In spite of the unexpected and often violent turns that political events have taken in countries such as Syria or Libya, the revolutions across the MENA countries were not just thinly disguised attempts to impose theocratic rule on Arab societies. While Islam is an important cultural and social force, most people in the region have little appetite for a government by Islamist extremists. In fact, much of the headway that Islamist politicians made shortly after the fall of authoritarian regimes in the region can be explained by their track records as community organizers or providers of public services.

Tunisia is a case in point. Already in 2011, the country’s leading Islamic party, Ennahda, featured numerous women candidates in the election, and following a political crisis last year it negotiated a peaceful handover to a caretaker government that led the country to yesterday’s election.

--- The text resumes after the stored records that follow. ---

PR #481, opened 2023-04-14
CHG: Handle NaNs in preprocessing

### LINKED ISSUE #480: Handling of NaNs during FIR filtering
From the [FT documentation](https://github.com/fieldtrip/fieldtrip/blob/master/preproc/ft_preproc_bandstopfilter.m):
```
% If the data contains NaNs, these will affect the output. With an IIR
% filter, and/or with FFT-filtering, local NaNs will spread to the whole
% time series. With a FIR filter, local NaNs will spread locally, depending
% on the filter order.
```
Syncopy always uses SciPy's `fftconvolve` for FIR filters, hence even a single NaN will also spread to the whole timeseries. We should add a check in the respective FIR cF for NaNs, and if one is found switch to the slower time domain ("direct") convolution (via `np.convolve`).

Additionally, the cF should additionally return the result of the NaN check to emit a warning to the users.

tensionhead:
Changes Summary
----------------
- FIR filtering switches to slower time-domain convolutions if NaNs are present, still giving results if at least `order` (filter length) away from any NaN samples
- for IIR filtering, we can't do anything but the user gets a warning and the offending (NaN containing) trials can be accessed via `.info['nan_trials']`
- we probably could roll out this NaN reporting also elsewhere (specest, connectivity, ...)
- closes #480

Reviewer Checklist
------------------

### DIFF
--- a/syncopy/preproc/preprocessing.py
+++ b/syncopy/preproc/preprocessing.py
@@ -10,7 +10,8 @@ import numpy as np
 from syncopy import AnalogData
 from syncopy.shared.parsers import data_parser, scalar_parser, array_parser
 from syncopy.shared.tools import get_defaults, get_frontend_cfg
-from syncopy.shared.errors import SPYValueError, SPYInfo
+from syncopy.shared.errors import SPYValueError, SPYInfo, SPYWarning
+from syncopy.shared.metadata import metadata_from_hdf5_file
 from syncopy.shared.kwarg_decorators import (
     unwrap_cfg,
     unwrap_select,
@@ -348,6 +349,7 @@ def preprocessing(
     # only zscoring
     else:
         filterMethod = None
+
     # -------------------------------------------
     # Call the chosen filter ComputationalRoutine
     # -------------------------------------------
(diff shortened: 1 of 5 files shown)


syncopy/preproc/preprocessing.py
```diff
@@ -368,6 +370,21 @@ def preprocessing(
...
+                # try to also record the trial numbers
+                trl_num = key.split('__')[-1].split('_')[0]
+                nan_trials.append(int(trl_num))
+
+        if len(nan_trials) != 0:
+            msg = "Data contains NaNs! See `.info['nan_trials']` for the offending trials"
+            if filter_class == 'but':
+                msg += "\n\t\t try using a 'onepass' FIR filter of low order.."
+            SPYWarning(msg)
+        filtered.info['nan_trials'] = nan_trials
```
dfsp-spirit, line 386: Good idea to pass this on to the user.

dfsp-spirit (approved):
Thanks, that's a good solution for the problem imo. Lets see in the future whether ppl will complain about similar things in other parts of syncopy.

Tunisia’s new leading political force, Nidaa Tounes, may have gained as many as 80 seats in the 217-seat parliament. It describes itself as a ‘modernist’ party. It unites secular politicians of various stripes, including labor union members, or former officials of the regime of president Zine el-Abidine Ben Ali. The leader of the party, the 87-year old Beji Caid el-Sebsi (who served as interim prime minister in 2011) had a long political career prior to the revolution, including an ambassadorship in Berlin after Ben Ali’s ascent to power.

2. Don’t expect radical economic reforms.

For those who feared that democratization in the MENA region could bring about theocracy and extremism, the status-quo nature of Nidaa Tounes is probably good news. At the same time, however, it seems unlikely that the party, whose sympathizers largely overlap with those of the country’s influential labor unions, will bring about the deep institutional and economic changes that Tunisia needs in order to extend access to economic opportunity to ordinary Tunisians by dismantling Byzantine red tape and corruption and freeing up its economy.

For example, while it is certainly praiseworthy that the party has promised to improve the economic situation of women, one should worry that it plans to do so by what are likely to be popular yet ineffective measures: creating a new government bureau fighting discrimination, investing in social housing for young female workers, and extending statutory maternity leave.

More importantly, in many areas the exact economic platform of Nidaa Tounes remains blurry. The party promises to foster consensus among the government, civil society, labor unions, and employers. It also promised to cut public spending – in part by reforming the system of fuel subsidies – increase industrial exports and promote industries with high value added, most notably hi-tech and renewable energy, and to subsidize economic development in poorer regions by an amount of 50 billion dinars ($28 billion) over the next five years, 30 billion of which would be coming from the public budget.

Heavy on clichés and light on specifics, these promises are reminiscent of electoral manifestos of social democratic parties of Europe. Regardless of whether that would be a good thing under normal circumstances, what Tunisia needs now is a bold agenda of economic liberalization, as well as a Leszek Balcerowicz-like figure to implement it. With a mushy economic program and Mahmoud Ben Romdhane – former deputy head of Tunisia’s ex-communist party, Ettajdid –as the key economic policy figure on the party, Nidaa Tounes offers neither.